## Problem to work on
Lines outside the range are not wanted. Give again exactly the lines between the line holding "if necessary!" and the line holding "This is a 65% memory reduction.", inclusive, from the listing below.

## Listed entries
Issue #2243, opened 2017-11-25
GCode Viewer: confused when parts are printed once at a time


bzed:
#### What were you doing?

I'm printing some parts with the 'one at a time' setting of cura, so as long as there is enough space to move the head, it will print part after part to reduce movements.

#### What did you expect to happen?

I've expected the gcode viewer to show me how each part is being printer and in which order.

#### What happened instead?

Instead it showed a mix of all parts. Tracking whats being printed at the moment seemed to be correct, but moving to the next layer shows a mix of printed parts and parts which are not printed at the moment. It should - imho - show whats being printed next.

#### Did the same happen when running OctoPrint in safe mode?
Can't check right now.

#### Branch & Commit or Version of OctoPrint

1.3.5

#### Operating System running OctoPrint

Debian Stretch

#### Printer model & used firmware incl. version

cr-10 s4 marlin 1.1.6

#### Browser and Version of Browser, Operating System running Browser

google chrome 63.0.3239.9-1, debian unstable

#### Link to octoprint.log
http://paste.debian.net/997554/

#### Link to contents of terminal tab or serial.log
not needed.

#### Link to contents of Javascript console in the browser
http://paste.debian.net/997555/

#### Screenshot(s)/video(s) showing the problem:

I'll follow up with screenshots and a gcoe example as soon as my own server is up and running again. Jus twant to document it before I forget about it.

I have read the FAQ.

GitIssueBot:
Hi @bzed,

It looks like there is some **information missing** from your bug report that will be needed in order to solve the problem. Read the [Contribution Guidelines](https://github.com/foosel/OctoPrint/blob/master/CONTRIBUTING.md) which will provide you with a template to fill out here so that your bug report is ready to be investigated (I promise I'll go away then too!).

If you did not intend to report a bug but wanted to **request a feature or brain storm** about some kind of development, please take special note of the title format to use as described in the [Contribution Guidelines](https://github.com/foosel/OctoPrint/blob/master/CONTRIBUTING.md).

**Please do not abuse the bug tracker as a support forum** - if you have a question or otherwise need some kind of help or support refer to the [Mailinglist](https://groups.google.com/group/octoprint) or the [G+ Community](https://plus.google.com/communities/102771308349328485741) instead of here.

[...]

PR #4430, opened 2022-02-18
GCodeViewer: Replace AVLTree with double binary search

JoveToo:
    Brainstorming ticket
    if necessary!
    lessc)
    have added unit tests
    nothing broke

This PR attempts to reduce memory usage of the gcodeviewer plugin. It does this by replacing the particularly inefficient implementation of an AVLTree with a double binary search.

For a 110.9MB Gcode file, I measured the following memory usages:

|  Code | Memory Usage |
|----------|---------------------:|
| AVLTree based | 4240.72 MB |
| Double Binary Search | 1439.81 MB |

This is a 65% memory reduction.

As an alternative, one could fix the AVLTree implementation but I think this is not worth it. I am not a JS expert but as far as I can tell, the implementation is a tree of objects. These objects do not just contain the required data for the tree but each node contains its own copies of all the object member functions. Rather wasteful?

I do not think it worth it to use the AVLTree. With a double binary search you do one binary search in all the layers and 1 binary search inside the relevant layer. Such searches on these small datasets are more than efficient enough. I do not feel any difference in speed. An added advantage is that the AVLTree does not need to be created and loading the gcode is actually faster.

Even should you fix the AVLTree, it will still use extra memory while this double binary search does not.

These is one open issue: if you look for a certain completion percentage, it will return the closest smaller one (instead of the closest larger one). I am not sure this is correct but this needs to be determined with someone better knowledge of this code base.

TODO: remove AVLTree.js from the source tree.

I loaded the same gcode files on both implementations.
I can do some extra tests with more gcode files to gather more statistics if required.


foosel:
> * It would be good to understand what I can expect here: is an update sent every gcode command? Every X commands? Every 0.01%?

Push updates from the backend are capped at every 0.5s max. If the client is too slow to process this, or if simply nothing new is happening, the interval can grow longer.

JoveToo:
> Push updates from the backend are capped at every 0.5s max. If the client is too slow to process this, or if simply nothing new is happening, the interval can grow longer.

Ok, thanks,  I'll just search in the next 128 gcode commands. This would be 7 loops.

JoveToo:
I have implemented the caching. It will speed up the look up but this means reducing the lookup from perhaps 30 loop iterations to 5 or so. I've made the lookahead value easy to change in the source. Since in most prints I've tried, it usually jumps ahead 1 or 2 gcode commands, I've set the value to 64.

An important change is that layers are no longer sorted by z-height. For this code to work, percentage must increase when layers and cmds increase. This was not necessarily the case after sorting in z-height. (For example, the purge line put down by my start gcode is 0.28 in height while my first layer was 0.24). This does mean that the first layer displayed upon loading the model will almost always be the purge lines. Less pretty. We could probably add code to recognize the purge lines and skip them...

foosel:
As I see commits coming in here - are you sure this should not be marked as WIP for now? 😅 I'd like to review it once you are done tinkering with it, not several times in the middle 😉

JoveToo:
This should be done now.

src/octoprint/plugins/gcodeviewer/static/js/viewer/reader.js
```diff
@@ -77,34 +80,116 @@ GCODE.gCodeReader = (function () {
...
+        if (cacheLastLayer !== undefined) {
+            if (
+                rendererModel[cacheLastLayer][0].percentage <= key &&
+                (!rendererModel[cacheLastLayer + 1] ||
+                    rendererModel[cacheLastLayer + 1][0].percentage > key)
+            ) {
+                bestLayer = cacheLastLayer;
+
+                var upper =
+                    (cacheLastCmd + cacheLookAhead) % rendererModel[bestLayer].length;
```
foosel, line 140: Am I missing something here or is this really just a confusing way to say

```suggestion
                var upper =
                    Math.min(cacheLastCmd + cacheLookAhead, rendererModel[bestLayer].length - 1);
```

src/octoprint/plugins/gcodeviewer/static/js/viewer/reader.js
```diff
@@ -77,34 +80,116 @@ GCODE.gCodeReader = (function () {
...
+        // just return last position to keep the last
+        // position on screen.
+        if (key == null) return {layer: cacheLastLayer, cmd: cacheLastCmd};
+
+        var bestLayer = undefined;
+        var bestCmd = undefined;
+
+        // check if we are within cacheLookAhead distance of our last position
+        if (cacheLastLayer !== undefined) {
+            if (
```
foosel, line 132: This needs a comment explaining the meaning of the expression. Something like

```js
// command likely in the cached layer
```

I also can't help but think that there's way too much code repetition in this cached layer handling.

src/octoprint/plugins/gcodeviewer/static/js/viewer/reader.js
```diff
@@ -77,34 +80,116 @@ GCODE.gCodeReader = (function () {
...
+                var upper =
+                    (cacheLastCmd + cacheLookAhead) % rendererModel[bestLayer].length;
+                var tmpresult = searchInCmds(bestLayer, cacheLastCmd, upper, key);
+                if (tmpresult < upper) bestCmd = tmpresult;
+            } else if (
+                rendererModel[cacheLastLayer + 1][0].percentage <= key &&
+                (!rendererModel[cacheLastLayer + 2] ||
+                    rendererModel[cacheLastLayer + 2][0].percentage > key)
+            ) {
+                bestLayer = cacheLastLayer + 1;
```
foosel, line 148:
```js
// command likely in the next layer
```

src/octoprint/plugins/gcodeviewer/static/js/viewer/reader.js
```diff
@@ -77,34 +80,116 @@ GCODE.gCodeReader = (function () {
...
+
+                var upper =
```
foosel, line 150: This needs a comment, I struggle to figure out the logic behind this and I don't even want to imagine how long that would take anyone to grasp in a few months time.

Best make sure this whole search block is commented in such a way that you don't have to understand the code to understand what happens and why.

foosel (changes requested):
All in all this looks great, but I'm a bit worried about a general lack of comments in some of the critical locations and the affect of that on long term maintenance, so if you could look at improving things on that front and also look at some of the other points that would be lovely!

src/octoprint/plugins/gcodeviewer/static/js/viewer/reader.js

## Output of the exercise
    if necessary!
    lessc)
    have added unit tests
    nothing broke

This PR attempts to reduce memory usage of the gcodeviewer plugin. It does this by replacing the particularly inefficient implementation of an AVLTree with a double binary search.

For a 110.9MB Gcode file, I measured the following memory usages:

|  Code | Memory Usage |
|----------|---------------------:|
| AVLTree based | 4240.72 MB |
| Double Binary Search | 1439.81 MB |

This is a 65% memory reduction.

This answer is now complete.